Stored data entries
• • • • •
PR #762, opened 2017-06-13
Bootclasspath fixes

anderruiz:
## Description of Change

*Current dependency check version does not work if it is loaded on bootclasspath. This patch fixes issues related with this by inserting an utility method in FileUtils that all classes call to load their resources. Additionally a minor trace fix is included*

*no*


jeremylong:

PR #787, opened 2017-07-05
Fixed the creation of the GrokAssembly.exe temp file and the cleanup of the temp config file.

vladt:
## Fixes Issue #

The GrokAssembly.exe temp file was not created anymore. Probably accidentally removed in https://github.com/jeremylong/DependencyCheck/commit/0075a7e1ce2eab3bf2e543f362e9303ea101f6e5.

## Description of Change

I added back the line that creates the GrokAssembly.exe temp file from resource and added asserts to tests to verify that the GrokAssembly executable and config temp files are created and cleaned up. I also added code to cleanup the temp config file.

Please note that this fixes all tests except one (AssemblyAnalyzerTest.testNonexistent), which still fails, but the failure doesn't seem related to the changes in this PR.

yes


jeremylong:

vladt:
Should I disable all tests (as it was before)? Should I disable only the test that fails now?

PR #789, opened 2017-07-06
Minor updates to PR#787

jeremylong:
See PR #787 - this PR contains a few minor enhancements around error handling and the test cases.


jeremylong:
• • • • •
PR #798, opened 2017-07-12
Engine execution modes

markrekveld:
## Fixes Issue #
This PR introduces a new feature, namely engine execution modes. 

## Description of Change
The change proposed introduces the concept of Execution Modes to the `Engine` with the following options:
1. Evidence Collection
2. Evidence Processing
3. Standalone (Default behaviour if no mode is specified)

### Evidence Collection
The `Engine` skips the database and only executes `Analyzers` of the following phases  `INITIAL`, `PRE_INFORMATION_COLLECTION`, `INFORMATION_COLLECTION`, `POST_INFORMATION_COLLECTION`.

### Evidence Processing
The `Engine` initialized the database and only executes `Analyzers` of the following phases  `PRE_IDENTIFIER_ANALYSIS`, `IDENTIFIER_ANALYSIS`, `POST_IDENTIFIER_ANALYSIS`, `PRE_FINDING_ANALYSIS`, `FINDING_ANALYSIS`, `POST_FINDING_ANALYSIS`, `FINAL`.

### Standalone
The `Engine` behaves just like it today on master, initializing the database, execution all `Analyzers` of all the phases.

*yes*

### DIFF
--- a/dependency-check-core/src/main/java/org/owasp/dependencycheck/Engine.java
• • • • •
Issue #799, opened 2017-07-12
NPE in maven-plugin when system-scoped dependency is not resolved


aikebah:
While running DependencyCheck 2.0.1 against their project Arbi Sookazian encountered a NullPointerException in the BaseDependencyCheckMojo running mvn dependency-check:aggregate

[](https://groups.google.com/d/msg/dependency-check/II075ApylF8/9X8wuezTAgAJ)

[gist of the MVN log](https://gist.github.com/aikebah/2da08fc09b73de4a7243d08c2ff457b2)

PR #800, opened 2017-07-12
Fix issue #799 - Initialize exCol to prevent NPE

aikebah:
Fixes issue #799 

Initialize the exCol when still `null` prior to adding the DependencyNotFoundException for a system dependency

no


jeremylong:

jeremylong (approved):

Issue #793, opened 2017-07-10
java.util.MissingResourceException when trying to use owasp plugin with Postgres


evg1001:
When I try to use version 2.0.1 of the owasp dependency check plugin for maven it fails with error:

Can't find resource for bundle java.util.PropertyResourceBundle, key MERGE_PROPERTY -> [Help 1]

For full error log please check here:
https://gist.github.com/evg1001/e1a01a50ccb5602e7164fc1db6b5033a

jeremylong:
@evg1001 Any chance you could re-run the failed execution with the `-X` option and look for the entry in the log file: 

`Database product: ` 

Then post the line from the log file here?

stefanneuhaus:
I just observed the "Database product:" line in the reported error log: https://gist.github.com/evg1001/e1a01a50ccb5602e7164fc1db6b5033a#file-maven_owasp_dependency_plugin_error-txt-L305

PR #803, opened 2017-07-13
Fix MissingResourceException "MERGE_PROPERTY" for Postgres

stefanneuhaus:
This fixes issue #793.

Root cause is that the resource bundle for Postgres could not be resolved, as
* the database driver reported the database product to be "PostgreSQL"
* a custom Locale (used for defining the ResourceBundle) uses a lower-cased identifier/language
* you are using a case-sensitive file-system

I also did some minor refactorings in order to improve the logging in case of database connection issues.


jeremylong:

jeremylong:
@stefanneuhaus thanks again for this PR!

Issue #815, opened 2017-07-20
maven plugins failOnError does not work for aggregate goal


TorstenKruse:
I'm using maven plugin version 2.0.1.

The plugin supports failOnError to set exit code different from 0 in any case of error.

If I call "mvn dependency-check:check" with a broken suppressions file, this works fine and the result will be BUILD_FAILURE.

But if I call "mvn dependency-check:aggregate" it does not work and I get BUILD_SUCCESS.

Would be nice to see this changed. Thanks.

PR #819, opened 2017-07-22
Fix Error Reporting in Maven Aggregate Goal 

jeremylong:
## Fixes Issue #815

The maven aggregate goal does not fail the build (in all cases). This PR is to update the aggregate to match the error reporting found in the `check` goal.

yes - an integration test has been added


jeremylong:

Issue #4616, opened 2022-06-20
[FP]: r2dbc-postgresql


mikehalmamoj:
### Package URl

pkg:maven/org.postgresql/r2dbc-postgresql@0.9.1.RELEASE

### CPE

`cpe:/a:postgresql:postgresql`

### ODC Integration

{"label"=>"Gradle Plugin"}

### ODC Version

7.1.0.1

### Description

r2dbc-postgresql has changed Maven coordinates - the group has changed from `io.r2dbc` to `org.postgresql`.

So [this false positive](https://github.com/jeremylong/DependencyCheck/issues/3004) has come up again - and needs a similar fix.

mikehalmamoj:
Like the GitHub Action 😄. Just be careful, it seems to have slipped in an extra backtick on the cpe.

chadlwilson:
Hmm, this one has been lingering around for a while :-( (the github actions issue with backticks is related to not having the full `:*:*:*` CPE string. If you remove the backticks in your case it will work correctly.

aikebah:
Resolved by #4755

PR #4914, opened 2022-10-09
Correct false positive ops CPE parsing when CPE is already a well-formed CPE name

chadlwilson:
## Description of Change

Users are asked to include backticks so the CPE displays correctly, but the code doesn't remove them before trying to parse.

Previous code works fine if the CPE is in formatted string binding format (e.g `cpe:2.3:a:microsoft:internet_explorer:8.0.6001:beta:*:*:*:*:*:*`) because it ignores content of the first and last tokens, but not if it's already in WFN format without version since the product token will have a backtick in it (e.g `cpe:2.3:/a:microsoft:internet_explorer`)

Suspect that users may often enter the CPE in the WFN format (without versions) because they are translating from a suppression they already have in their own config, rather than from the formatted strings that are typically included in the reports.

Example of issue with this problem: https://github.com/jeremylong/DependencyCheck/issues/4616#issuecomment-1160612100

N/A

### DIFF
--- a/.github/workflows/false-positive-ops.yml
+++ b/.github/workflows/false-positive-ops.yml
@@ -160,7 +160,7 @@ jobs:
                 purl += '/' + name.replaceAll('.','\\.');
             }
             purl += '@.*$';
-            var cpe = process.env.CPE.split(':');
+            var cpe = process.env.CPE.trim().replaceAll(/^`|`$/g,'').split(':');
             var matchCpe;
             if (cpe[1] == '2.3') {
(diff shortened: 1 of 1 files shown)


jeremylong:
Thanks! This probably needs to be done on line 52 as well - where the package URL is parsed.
• • • • •
### Instructions for the task:
If a line above holds the string "Processing", return it as it stands.

### Task response:
2. Evidence Processing
### Evidence Processing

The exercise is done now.